#### Work to be completed:
Repeat exactly the lines below that lie between the line with "PR #4086, opened 2019-08-14" and the line with "this._handleInboundSocketError = (error: Error)", counting both of those lines as part of the answer.

#### Supplied data:
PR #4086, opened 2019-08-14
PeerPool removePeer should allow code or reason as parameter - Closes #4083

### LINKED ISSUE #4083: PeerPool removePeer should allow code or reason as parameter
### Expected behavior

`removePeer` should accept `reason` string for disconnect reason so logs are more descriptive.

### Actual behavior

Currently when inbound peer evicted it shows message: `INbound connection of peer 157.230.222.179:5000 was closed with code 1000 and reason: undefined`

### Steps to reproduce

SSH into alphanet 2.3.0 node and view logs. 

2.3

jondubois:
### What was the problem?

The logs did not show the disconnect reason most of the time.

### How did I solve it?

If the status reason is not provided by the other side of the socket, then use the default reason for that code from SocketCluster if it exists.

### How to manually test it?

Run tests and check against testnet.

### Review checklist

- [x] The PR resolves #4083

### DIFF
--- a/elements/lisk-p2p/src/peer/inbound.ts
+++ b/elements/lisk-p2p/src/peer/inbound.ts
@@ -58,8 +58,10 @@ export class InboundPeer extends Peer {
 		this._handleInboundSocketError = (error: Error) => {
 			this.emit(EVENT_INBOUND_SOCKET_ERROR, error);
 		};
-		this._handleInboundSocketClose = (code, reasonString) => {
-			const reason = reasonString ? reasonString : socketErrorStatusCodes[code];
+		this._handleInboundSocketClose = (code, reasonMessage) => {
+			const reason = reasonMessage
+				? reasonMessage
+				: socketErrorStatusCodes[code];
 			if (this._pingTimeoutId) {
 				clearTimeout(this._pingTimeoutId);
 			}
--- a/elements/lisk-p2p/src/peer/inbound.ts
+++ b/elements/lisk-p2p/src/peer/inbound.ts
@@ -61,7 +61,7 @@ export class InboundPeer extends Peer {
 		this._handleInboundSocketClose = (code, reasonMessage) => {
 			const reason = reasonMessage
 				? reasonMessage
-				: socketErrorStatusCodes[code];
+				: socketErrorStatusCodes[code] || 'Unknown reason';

==

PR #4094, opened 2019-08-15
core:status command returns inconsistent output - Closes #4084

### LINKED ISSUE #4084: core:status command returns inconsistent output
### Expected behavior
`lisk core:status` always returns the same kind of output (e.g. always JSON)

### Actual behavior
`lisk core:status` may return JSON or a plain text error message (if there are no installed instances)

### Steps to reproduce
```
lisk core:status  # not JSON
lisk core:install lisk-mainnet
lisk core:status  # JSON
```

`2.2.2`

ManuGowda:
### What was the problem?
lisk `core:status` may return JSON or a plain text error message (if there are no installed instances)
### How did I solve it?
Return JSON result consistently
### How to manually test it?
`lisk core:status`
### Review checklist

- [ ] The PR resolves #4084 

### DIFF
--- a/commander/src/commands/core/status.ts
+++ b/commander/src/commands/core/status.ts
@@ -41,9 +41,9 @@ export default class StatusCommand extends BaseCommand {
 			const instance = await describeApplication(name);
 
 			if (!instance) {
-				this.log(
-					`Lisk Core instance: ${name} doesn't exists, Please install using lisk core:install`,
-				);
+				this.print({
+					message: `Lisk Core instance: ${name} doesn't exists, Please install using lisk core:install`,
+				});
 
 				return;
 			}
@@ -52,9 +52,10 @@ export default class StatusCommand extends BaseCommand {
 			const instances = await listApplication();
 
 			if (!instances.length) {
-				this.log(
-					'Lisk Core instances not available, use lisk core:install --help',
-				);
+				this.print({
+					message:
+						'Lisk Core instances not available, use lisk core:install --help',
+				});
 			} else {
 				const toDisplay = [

* * *

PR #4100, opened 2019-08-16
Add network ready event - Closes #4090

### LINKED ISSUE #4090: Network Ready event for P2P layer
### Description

#### Solution to this task:
PR #4086, opened 2019-08-14
PeerPool removePeer should allow code or reason as parameter - Closes #4083

### LINKED ISSUE #4083: PeerPool removePeer should allow code or reason as parameter
### Expected behavior

`removePeer` should accept `reason` string for disconnect reason so logs are more descriptive.

### Actual behavior

Currently when inbound peer evicted it shows message: `INbound connection of peer 157.230.222.179:5000 was closed with code 1000 and reason: undefined`

### Steps to reproduce

SSH into alphanet 2.3.0 node and view logs. 

2.3

jondubois:
### What was the problem?

The logs did not show the disconnect reason most of the time.

### How did I solve it?

If the status reason is not provided by the other side of the socket, then use the default reason for that code from SocketCluster if it exists.

### How to manually test it?

Run tests and check against testnet.

### Review checklist

- [x] The PR resolves #4083

### DIFF
--- a/elements/lisk-p2p/src/peer/inbound.ts
+++ b/elements/lisk-p2p/src/peer/inbound.ts
@@ -58,8 +58,10 @@ export class InboundPeer extends Peer {
 		this._handleInboundSocketError = (error: Error) => {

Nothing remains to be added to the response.